Input data
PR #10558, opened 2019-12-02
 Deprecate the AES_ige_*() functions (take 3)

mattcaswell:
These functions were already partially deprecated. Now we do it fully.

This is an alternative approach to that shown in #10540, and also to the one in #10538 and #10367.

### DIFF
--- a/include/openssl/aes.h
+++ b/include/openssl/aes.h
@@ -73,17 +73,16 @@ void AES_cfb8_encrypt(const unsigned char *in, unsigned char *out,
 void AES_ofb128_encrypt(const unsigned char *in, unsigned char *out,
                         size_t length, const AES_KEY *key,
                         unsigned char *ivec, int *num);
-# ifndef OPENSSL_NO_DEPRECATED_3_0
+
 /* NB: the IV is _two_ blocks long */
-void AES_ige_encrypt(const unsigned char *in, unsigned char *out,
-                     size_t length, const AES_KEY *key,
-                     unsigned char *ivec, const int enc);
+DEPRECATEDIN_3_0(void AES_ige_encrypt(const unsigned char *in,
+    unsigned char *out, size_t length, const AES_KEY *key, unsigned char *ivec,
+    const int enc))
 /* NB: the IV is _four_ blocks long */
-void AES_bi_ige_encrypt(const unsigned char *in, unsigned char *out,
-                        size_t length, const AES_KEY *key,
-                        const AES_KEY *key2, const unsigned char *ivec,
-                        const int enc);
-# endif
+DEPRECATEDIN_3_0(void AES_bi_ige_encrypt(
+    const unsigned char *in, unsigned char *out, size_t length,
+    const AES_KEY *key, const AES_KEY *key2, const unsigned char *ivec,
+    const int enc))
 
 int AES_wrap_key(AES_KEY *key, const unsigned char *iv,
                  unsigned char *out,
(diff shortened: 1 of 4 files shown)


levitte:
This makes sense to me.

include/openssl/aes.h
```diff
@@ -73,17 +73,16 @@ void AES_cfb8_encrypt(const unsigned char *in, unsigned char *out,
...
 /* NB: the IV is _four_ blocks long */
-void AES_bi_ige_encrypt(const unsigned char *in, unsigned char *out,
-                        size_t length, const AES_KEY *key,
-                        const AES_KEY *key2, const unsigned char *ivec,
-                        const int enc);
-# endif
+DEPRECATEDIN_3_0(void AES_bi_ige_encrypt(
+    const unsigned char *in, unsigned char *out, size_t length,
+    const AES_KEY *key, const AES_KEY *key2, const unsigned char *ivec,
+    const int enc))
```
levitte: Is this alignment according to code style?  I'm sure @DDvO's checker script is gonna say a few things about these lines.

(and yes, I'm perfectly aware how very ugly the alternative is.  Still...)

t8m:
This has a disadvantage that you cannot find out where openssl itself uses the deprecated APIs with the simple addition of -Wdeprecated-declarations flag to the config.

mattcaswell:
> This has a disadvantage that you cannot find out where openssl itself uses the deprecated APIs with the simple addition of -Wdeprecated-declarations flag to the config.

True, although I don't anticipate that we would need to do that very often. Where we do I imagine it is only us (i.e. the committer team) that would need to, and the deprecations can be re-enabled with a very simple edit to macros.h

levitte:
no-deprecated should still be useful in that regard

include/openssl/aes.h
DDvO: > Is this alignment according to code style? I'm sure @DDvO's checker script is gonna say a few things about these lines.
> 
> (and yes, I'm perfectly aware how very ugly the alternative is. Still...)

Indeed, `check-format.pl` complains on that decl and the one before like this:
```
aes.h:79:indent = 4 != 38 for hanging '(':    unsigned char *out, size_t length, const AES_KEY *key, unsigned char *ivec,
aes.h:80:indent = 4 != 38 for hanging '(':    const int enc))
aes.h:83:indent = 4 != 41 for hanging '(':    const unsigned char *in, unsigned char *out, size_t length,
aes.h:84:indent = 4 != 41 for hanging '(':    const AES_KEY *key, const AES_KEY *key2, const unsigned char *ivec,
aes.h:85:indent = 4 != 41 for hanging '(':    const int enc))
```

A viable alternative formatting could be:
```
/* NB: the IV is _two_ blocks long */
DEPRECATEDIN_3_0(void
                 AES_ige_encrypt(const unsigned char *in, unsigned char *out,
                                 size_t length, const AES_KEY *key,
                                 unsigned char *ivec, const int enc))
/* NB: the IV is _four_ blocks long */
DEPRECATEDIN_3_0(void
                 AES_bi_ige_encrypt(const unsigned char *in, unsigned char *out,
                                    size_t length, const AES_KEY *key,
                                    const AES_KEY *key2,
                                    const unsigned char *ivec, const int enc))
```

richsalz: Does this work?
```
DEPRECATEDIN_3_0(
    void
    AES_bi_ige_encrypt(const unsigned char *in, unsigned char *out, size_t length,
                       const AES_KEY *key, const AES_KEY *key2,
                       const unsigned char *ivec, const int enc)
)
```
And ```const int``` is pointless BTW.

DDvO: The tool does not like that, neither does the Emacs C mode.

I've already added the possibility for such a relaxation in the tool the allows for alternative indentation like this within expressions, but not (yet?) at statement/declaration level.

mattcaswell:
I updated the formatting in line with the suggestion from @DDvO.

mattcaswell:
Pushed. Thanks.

---

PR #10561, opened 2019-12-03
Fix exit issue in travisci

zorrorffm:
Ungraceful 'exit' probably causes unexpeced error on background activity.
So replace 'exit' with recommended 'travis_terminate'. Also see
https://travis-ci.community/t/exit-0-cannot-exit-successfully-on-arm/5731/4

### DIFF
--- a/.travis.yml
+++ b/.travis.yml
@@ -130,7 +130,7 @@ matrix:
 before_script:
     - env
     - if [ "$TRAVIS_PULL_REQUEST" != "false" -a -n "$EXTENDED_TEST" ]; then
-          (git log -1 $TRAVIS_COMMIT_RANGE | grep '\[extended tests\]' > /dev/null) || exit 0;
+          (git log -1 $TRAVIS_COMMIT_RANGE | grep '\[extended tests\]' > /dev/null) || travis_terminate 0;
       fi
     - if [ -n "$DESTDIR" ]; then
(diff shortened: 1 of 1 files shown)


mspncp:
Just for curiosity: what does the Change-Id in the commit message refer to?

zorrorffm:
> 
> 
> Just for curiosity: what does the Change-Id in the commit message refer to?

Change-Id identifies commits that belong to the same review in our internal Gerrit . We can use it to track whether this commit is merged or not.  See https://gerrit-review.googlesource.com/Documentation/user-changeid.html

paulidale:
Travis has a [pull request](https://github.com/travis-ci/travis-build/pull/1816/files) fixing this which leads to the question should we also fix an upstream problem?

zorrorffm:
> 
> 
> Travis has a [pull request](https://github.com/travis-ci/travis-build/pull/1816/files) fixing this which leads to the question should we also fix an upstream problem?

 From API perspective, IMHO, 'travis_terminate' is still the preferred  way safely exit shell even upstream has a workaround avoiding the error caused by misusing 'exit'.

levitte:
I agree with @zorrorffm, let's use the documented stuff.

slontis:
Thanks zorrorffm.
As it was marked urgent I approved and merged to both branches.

==

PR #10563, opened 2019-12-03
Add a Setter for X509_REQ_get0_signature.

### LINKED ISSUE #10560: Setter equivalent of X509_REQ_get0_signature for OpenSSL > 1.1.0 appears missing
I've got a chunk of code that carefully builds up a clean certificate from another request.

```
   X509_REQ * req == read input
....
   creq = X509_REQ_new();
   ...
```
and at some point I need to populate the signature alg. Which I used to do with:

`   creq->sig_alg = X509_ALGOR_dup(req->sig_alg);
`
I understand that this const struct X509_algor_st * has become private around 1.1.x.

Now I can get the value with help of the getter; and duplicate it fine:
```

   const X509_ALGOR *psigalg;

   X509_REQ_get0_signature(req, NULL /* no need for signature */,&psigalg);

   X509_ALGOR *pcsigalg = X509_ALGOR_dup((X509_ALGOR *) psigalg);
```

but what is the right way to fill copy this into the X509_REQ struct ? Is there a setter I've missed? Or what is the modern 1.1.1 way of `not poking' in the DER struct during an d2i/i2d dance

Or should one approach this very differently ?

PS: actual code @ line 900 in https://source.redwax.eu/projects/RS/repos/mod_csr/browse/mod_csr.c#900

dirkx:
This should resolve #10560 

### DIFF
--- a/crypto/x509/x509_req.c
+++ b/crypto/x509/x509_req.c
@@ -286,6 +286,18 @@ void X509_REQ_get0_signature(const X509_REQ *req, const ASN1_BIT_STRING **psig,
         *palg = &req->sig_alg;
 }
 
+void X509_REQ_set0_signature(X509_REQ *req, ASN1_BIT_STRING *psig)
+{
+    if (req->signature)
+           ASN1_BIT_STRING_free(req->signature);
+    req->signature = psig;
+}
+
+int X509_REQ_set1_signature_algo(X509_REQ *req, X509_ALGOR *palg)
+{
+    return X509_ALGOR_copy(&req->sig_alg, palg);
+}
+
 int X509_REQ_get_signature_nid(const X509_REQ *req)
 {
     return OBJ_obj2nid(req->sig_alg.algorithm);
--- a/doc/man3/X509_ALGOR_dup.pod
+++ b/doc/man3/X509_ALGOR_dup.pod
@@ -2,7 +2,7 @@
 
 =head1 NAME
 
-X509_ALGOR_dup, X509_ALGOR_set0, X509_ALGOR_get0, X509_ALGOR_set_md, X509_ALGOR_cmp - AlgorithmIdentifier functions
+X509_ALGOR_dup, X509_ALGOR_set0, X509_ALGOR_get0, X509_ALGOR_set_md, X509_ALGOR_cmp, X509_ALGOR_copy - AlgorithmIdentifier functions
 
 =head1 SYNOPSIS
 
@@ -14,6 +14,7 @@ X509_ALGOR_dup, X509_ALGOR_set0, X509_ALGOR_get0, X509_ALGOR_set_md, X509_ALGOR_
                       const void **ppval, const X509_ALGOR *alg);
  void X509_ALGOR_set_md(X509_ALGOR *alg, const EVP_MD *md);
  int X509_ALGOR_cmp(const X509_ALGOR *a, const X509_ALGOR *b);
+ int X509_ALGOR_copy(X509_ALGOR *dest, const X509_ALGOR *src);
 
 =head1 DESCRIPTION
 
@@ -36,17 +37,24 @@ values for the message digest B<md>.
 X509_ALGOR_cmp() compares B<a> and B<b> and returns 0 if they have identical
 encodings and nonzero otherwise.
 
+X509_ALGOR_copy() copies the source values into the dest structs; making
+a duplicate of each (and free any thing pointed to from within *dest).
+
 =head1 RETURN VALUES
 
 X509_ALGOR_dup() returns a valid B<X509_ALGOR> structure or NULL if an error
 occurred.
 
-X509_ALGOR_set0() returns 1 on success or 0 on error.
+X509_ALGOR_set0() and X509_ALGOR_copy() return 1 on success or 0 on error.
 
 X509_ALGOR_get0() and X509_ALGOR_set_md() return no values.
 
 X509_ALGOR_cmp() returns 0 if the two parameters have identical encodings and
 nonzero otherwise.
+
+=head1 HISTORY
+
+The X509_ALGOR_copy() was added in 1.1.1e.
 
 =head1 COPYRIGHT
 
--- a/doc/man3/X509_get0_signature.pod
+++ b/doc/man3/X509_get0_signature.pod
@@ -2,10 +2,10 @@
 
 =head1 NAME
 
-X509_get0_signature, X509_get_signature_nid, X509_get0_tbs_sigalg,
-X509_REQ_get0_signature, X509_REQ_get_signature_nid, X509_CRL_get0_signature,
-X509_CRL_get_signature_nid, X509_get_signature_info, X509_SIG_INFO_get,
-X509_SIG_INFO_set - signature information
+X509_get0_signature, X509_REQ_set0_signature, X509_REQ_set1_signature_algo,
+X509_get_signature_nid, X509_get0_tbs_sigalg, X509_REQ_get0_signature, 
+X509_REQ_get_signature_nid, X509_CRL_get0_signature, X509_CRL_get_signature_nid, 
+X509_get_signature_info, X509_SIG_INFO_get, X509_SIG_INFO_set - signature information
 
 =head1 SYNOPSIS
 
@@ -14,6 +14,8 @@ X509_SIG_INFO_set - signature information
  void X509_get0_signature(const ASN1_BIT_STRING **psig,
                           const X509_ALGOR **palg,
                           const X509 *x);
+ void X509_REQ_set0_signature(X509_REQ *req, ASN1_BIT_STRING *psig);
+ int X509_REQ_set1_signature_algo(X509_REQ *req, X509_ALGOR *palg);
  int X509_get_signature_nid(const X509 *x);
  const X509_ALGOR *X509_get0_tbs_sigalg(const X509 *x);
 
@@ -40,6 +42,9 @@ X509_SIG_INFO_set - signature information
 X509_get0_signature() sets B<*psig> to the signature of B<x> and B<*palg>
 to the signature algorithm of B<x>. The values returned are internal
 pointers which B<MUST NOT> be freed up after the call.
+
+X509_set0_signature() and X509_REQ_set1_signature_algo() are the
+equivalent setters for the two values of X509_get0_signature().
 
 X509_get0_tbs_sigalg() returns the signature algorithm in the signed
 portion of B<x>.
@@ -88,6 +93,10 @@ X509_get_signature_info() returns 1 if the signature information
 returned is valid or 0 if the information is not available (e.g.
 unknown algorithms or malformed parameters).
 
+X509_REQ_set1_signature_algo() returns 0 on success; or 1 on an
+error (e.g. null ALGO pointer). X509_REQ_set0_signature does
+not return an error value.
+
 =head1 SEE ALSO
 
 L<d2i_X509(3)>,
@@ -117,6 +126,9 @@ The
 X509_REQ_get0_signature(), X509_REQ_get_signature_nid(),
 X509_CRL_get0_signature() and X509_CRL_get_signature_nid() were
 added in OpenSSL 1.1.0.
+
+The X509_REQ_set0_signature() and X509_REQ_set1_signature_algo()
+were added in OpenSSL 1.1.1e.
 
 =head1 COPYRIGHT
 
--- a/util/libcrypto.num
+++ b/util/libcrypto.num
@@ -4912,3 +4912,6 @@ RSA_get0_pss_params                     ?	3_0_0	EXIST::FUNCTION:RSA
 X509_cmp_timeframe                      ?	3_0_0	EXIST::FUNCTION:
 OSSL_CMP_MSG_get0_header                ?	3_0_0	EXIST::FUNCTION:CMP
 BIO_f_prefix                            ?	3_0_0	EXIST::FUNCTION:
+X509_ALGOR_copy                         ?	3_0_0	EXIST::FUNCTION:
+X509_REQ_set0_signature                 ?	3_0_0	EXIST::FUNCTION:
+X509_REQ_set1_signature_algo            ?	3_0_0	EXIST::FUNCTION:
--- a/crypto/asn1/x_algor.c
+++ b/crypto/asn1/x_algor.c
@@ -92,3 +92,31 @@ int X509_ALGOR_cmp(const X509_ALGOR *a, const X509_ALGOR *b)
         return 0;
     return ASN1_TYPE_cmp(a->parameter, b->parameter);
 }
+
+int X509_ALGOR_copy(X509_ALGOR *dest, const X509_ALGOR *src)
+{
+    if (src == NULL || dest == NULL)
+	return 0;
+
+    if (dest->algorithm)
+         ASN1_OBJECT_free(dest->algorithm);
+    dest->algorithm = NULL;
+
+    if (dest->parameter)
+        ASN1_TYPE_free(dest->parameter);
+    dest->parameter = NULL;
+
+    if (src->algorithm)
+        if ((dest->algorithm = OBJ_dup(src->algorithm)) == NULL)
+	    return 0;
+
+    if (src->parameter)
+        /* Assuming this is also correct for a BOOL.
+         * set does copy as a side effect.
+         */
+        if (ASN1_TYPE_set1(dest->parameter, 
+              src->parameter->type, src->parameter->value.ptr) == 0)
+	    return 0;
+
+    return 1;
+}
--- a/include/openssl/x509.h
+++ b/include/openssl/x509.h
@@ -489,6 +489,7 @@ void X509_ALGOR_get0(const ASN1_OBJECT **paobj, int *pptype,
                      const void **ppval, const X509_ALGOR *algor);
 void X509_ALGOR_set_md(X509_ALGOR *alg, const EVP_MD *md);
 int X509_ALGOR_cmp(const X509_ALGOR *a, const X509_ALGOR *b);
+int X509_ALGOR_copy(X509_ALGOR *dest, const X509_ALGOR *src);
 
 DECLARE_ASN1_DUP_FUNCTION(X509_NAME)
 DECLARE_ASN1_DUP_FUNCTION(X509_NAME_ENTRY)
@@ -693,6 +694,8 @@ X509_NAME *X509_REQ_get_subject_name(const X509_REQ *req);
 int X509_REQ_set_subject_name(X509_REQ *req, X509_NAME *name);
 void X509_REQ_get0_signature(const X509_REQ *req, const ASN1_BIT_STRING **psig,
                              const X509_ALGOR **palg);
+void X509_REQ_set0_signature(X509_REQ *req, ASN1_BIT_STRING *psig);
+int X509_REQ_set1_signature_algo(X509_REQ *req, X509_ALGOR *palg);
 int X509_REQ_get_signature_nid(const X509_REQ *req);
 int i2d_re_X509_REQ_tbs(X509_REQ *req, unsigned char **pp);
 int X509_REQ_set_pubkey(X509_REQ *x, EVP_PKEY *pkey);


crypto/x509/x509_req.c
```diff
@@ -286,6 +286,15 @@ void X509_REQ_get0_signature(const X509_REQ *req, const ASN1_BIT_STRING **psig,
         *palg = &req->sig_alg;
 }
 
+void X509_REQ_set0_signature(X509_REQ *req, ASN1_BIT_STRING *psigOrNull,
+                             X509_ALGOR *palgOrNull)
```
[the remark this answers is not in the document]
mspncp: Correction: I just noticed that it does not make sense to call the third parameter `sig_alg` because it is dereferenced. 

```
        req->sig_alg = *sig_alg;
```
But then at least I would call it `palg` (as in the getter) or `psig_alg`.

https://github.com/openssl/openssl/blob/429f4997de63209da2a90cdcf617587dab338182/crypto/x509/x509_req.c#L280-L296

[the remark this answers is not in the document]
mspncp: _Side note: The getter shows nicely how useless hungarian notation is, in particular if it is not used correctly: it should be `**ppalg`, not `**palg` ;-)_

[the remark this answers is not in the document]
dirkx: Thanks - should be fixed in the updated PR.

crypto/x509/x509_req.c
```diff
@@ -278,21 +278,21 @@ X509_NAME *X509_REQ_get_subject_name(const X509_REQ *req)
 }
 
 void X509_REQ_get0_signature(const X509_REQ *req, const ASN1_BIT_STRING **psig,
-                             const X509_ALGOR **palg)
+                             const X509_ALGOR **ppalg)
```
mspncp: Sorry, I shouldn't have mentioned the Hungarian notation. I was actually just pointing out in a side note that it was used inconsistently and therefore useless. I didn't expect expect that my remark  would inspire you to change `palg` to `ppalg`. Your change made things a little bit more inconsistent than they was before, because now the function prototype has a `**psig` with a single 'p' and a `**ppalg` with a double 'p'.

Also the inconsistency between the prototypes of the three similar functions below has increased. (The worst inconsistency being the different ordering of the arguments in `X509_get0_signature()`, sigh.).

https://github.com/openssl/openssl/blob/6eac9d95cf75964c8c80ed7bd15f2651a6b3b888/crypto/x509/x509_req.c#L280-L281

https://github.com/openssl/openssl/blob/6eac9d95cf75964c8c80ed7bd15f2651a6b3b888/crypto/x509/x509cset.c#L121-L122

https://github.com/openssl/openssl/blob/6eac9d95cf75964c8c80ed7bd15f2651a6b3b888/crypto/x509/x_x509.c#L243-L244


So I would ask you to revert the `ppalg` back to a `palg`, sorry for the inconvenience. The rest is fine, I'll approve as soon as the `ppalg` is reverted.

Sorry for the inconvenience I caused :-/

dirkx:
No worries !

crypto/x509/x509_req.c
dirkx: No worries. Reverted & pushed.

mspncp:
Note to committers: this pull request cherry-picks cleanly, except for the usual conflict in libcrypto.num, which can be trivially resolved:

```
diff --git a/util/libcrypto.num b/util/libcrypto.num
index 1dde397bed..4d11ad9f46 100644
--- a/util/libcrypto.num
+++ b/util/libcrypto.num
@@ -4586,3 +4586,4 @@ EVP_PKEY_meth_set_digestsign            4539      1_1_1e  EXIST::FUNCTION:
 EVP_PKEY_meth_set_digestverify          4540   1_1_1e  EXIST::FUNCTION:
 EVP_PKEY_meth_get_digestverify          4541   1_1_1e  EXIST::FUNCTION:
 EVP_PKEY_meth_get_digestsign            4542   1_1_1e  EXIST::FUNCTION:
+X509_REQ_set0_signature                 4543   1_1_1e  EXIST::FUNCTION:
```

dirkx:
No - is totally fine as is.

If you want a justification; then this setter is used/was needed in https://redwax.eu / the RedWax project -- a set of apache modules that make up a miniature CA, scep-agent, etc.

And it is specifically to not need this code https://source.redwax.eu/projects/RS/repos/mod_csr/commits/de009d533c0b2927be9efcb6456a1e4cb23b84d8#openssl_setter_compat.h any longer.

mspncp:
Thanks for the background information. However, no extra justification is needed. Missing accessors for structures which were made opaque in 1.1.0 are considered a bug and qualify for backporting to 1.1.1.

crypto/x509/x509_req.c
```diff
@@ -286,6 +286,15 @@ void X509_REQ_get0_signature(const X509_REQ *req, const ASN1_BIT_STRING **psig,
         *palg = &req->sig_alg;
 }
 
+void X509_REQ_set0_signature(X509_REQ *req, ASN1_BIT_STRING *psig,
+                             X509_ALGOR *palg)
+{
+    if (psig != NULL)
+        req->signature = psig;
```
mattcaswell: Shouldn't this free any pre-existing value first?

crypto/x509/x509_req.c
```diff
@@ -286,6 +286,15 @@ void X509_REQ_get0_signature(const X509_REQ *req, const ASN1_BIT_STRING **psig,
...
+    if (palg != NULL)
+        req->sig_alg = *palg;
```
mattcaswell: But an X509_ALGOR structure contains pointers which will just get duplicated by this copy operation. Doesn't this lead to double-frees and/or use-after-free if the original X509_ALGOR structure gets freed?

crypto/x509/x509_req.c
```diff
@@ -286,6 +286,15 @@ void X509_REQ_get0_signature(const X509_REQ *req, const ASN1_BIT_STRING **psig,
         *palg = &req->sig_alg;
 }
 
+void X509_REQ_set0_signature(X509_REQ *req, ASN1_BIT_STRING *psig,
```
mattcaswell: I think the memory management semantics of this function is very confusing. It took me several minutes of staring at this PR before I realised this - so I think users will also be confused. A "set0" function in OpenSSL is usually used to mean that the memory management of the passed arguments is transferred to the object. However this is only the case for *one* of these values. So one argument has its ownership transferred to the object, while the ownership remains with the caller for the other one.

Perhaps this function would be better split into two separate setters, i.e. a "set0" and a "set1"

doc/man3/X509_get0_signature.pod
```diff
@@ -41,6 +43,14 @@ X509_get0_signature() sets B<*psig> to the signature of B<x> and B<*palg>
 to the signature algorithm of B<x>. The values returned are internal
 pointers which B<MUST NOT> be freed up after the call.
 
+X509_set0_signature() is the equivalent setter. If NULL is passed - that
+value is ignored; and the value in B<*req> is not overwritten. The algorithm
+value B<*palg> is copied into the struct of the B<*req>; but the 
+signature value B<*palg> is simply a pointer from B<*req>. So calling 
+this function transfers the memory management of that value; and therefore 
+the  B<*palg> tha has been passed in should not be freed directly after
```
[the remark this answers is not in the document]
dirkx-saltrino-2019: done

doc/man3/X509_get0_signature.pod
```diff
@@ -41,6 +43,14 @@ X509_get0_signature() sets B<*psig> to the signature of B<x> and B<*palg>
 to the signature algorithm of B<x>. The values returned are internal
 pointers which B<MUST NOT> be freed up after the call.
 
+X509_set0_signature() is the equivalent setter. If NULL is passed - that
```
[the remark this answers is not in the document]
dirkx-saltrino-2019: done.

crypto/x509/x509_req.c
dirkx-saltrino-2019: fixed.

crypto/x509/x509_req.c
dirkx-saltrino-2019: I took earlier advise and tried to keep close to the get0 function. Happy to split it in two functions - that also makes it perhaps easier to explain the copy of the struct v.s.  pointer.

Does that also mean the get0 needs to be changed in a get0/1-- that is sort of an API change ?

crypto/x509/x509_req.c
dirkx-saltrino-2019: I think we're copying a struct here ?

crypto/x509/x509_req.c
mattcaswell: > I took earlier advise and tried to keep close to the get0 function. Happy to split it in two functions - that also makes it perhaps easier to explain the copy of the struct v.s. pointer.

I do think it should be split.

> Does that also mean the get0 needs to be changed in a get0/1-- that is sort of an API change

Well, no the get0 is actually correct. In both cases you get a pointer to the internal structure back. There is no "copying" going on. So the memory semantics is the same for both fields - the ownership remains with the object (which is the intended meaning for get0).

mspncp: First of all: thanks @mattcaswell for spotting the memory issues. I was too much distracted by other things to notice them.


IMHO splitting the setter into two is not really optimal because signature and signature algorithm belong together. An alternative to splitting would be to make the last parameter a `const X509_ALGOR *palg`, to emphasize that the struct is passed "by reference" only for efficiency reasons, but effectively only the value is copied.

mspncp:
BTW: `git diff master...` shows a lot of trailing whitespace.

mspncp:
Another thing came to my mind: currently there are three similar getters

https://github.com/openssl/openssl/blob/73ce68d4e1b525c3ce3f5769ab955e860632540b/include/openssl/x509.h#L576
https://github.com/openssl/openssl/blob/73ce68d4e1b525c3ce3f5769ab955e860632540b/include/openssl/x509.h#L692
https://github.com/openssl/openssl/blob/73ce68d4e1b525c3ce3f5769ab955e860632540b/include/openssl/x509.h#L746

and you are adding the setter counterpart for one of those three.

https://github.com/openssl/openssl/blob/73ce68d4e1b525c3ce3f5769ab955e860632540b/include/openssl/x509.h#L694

Problem description
The required answer is the run of lines above, starting at the line with "I've got a chunk" and ending at the line with "-14,6 +14,7 @@", reproduced exactly with both ends.

Response area
I've got a chunk of code that carefully builds up a clean certificate from another request.

```
   X509_REQ * req == read input
....
   creq = X509_REQ_new();
   ...
```
and at some point I need to populate the signature alg. Which I used to do with:

`   creq->sig_alg = X509_ALGOR_dup(req->sig_alg);
`
I understand that this const struct X509_algor_st * has become private around 1.1.x.

Now I can get the value with help of the getter; and duplicate it fine:
```

   const X509_ALGOR *psigalg;

   X509_REQ_get0_signature(req, NULL /* no need for signature */,&psigalg);

   X509_ALGOR *pcsigalg = X509_ALGOR_dup((X509_ALGOR *) psigalg);
```

but what is the right way to fill copy this into the X509_REQ struct ? Is there a setter I've missed? Or what is the modern 1.1.1 way of `not poking' in the DER struct during an d2i/i2d dance

Or should one approach this very differently ?

PS: actual code @ line 900 in https://source.redwax.eu/projects/RS/repos/mod_csr/browse/mod_csr.c#900

dirkx:
This should resolve #10560 

### DIFF
--- a/crypto/x509/x509_req.c
+++ b/crypto/x509/x509_req.c
@@ -286,6 +286,18 @@ void X509_REQ_get0_signature(const X509_REQ *req, const ASN1_BIT_STRING **psig,
         *palg = &req->sig_alg;
 }
 
+void X509_REQ_set0_signature(X509_REQ *req, ASN1_BIT_STRING *psig)
+{
+    if (req->signature)
+           ASN1_BIT_STRING_free(req->signature);
+    req->signature = psig;
+}
+
+int X509_REQ_set1_signature_algo(X509_REQ *req, X509_ALGOR *palg)
+{
+    return X509_ALGOR_copy(&req->sig_alg, palg);
+}
+
 int X509_REQ_get_signature_nid(const X509_REQ *req)
 {
     return OBJ_obj2nid(req->sig_alg.algorithm);
--- a/doc/man3/X509_ALGOR_dup.pod
+++ b/doc/man3/X509_ALGOR_dup.pod
@@ -2,7 +2,7 @@
 
 =head1 NAME
 
-X509_ALGOR_dup, X509_ALGOR_set0, X509_ALGOR_get0, X509_ALGOR_set_md, X509_ALGOR_cmp - AlgorithmIdentifier functions
+X509_ALGOR_dup, X509_ALGOR_set0, X509_ALGOR_get0, X509_ALGOR_set_md, X509_ALGOR_cmp, X509_ALGOR_copy - AlgorithmIdentifier functions
 
 =head1 SYNOPSIS
 
@@ -14,6 +14,7 @@ X509_ALGOR_dup, X509_ALGOR_set0, X509_ALGOR_get0, X509_ALGOR_set_md, X509_ALGOR_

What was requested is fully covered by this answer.